The tool provides five key types of data:
1. Order book data: Historical snapshots and incremental updates, used for analyzing market depth and liquidity distribution;
2. Transaction records: Complete historical data, supporting price discovery and volume distribution analysis;
3. Funding rates: Reflecting long-short sentiment and leverage costs, helping to understand market sentiment cycles;
4. Liquidation records: Revealing risk events and leverage usage, optimizing risk management;
5. Open interest: Reflecting market participants' exposure and capital flows, combined with price analysis to identify support and resistance levels.

## Technical Architecture: AI Agent-Friendly Design Considerations

The architecture of 0xarchive-cli is designed to meet the needs of AI agents:
- Unified query interface: Shields API differences across platforms, so developers don't need to write adaptation code;
- CLI-friendly: Supports pipe operations and JSON output, seamlessly integrating into automated workflows;
- Data integrity: Ensures data quality to meet quantitative analysis needs;
- Performance optimization: Supports time range filtering and data aggregation, maintaining efficiency when processing large-scale data.

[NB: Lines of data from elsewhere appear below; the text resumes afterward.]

PR #1621, opened 2021-10-16
solve issue 1619 (add texture-compression formats)

### LINKED ISSUE #1619: Add support for BC7 texture compression
BC7 hardware compression is part of DirectX11

On the zip file there is a PNG and its BC7 equivalent.

[16.zip](https://github.com/jMonkeyEngine/jmonkeyengine/files/7337119/16.zip)

tonihele:
Resolves #1619 

This PR adds support for BPTC compressed textures. Namely BC6 and BC7 compressed formats. Earlier, BC1-BC5 formats were already somewhat supported, that support is now enhanced a bit by making the DDS loader support them more widely. The file format varies widely, both DX9(?) style and the DX10 style files are supported for both BPTC and RGTC (BC4, BC5) compressed textures.

The BPTC was _mainlined_ in OpenGL 4.2. I put the constants to the EXT instead and check the capability from both the OpenGL version and the extension. There wasn't a file for GL4.2, so I didn't create one as I was little unsure how to integrate that. Therefore the GLExt houses these new constants. The version + extension checking I hope to make sure we utilize the feature even if the graphics driver doesn't give out all capabilities properly. Doesn't cost a thing...

There are some caveats. Support for flipping textures is limited. Not implemented at all for BC6 nor BC7. This is said to be extremely difficult but maybe not impossible. I can create a ticket for these flip issues.

Here is a report of findings of these formats (I used Compressonator to create these, the file formats vary wildly it seems):

- BC1 - Ok
- BC2 - Ok
- BC3 - Ok
- BC4 - Image appears as red
- BC4_S - Image appears as red, no flip support
- BC5 - Image colors weird
- BC5_S - Image colors weird,  no flip support
- BC6 - Ok, no flip support
- BC6_SF - Ok, no flip support
- BC7 - Ok, no flip support


tonihele:
The BC4 and BC5 image colour issue is maybe expected. Since they store the colour info on the red or the red-green channel respectively. But I'm unsure that do we need to use some swizzle or handle this in a shader separately? I don't have enough knowledge on the use cases or whatnots on RGTC textures.

stephengold:
How about providing test app(s) for this feature?

PR #1626, opened 2021-10-23
New animation system javadoc

pavly-gerges:
The docs, since I unfortunately wrongly disrupted my master branch with some forks, no changes are made to the already committed files since the last PR, so you can continue revising from where you have stopped.


jme3-core/src/main/java/com/jme3/anim/tween/action/Action.java
```diff
@@ -33,38 +127,62 @@ public double getLength() {
...
+     * the animation mask holds data(subsets of an object) about which part of the animation would be played.
+     * @return the animation mask instance.
+     */
     public AnimationMask getMask() {
         return mask;
     }
 
+    /**
+     * Sets the animation mask for this action.
+     * the animation mask holds the info about which part(subsets of an object) of the animation to play, like joints in #{@link com.jme3.anim.ArmatureMask#addFromJoint(Armature, String)}
```
stephengold, line 166: Add a space between "data" and "("
Change "like" to "such as",  which is more precise language.

jme3-core/src/main/java/com/jme3/anim/tween/action/Action.java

## Application Scenarios: From Strategy Research to AI Model Training

The practical value of the tool is reflected in multiple scenarios:
- Quantitative strategy research: Using historical data to backtest strategies and validate hypotheses;
- AI model training: Providing high-quality training data for machine learning models;
- Risk management analysis: Designing risk control mechanisms through liquidation data and changes in open interest;
- Market microstructure research: Analyzing order book and transaction data to understand market operations;
- Automated trading: AI agents integrate the tool to implement data-driven trading decisions.

## Ecological Significance: The Prototype of Vertical Data Infrastructure for AI Agents

The AI-first design of 0xarchive-cli reflects the trend of AI agent applications—the rise of dedicated data interfaces. In vertical fields (such as quantitative finance), the value of professional data far exceeds general knowledge, and AI agents need convenient access to professional data. This tool demonstrates how to package professional data into AI-friendly interfaces, lowering the application threshold. This model can be replicated in fields like law, medicine, and scientific research, providing data infrastructure for AI agents in various vertical domains.

## Conclusion: The Evolution Direction of Financial Data Infrastructure in the AI Era

0xarchive-cli demonstrates the evolution direction of financial data infrastructure in the AI era. By opening up AI-friendly interfaces for professional financial data, it lowers the threshold for algorithmic trading research and paves the way for the application of AI agents in the financial field. As AI agents are more deeply applied in trading, risk management, and other areas, similar data infrastructure will become increasingly important. As a pioneer, 0xarchive-cli provides a reference model for subsequent projects.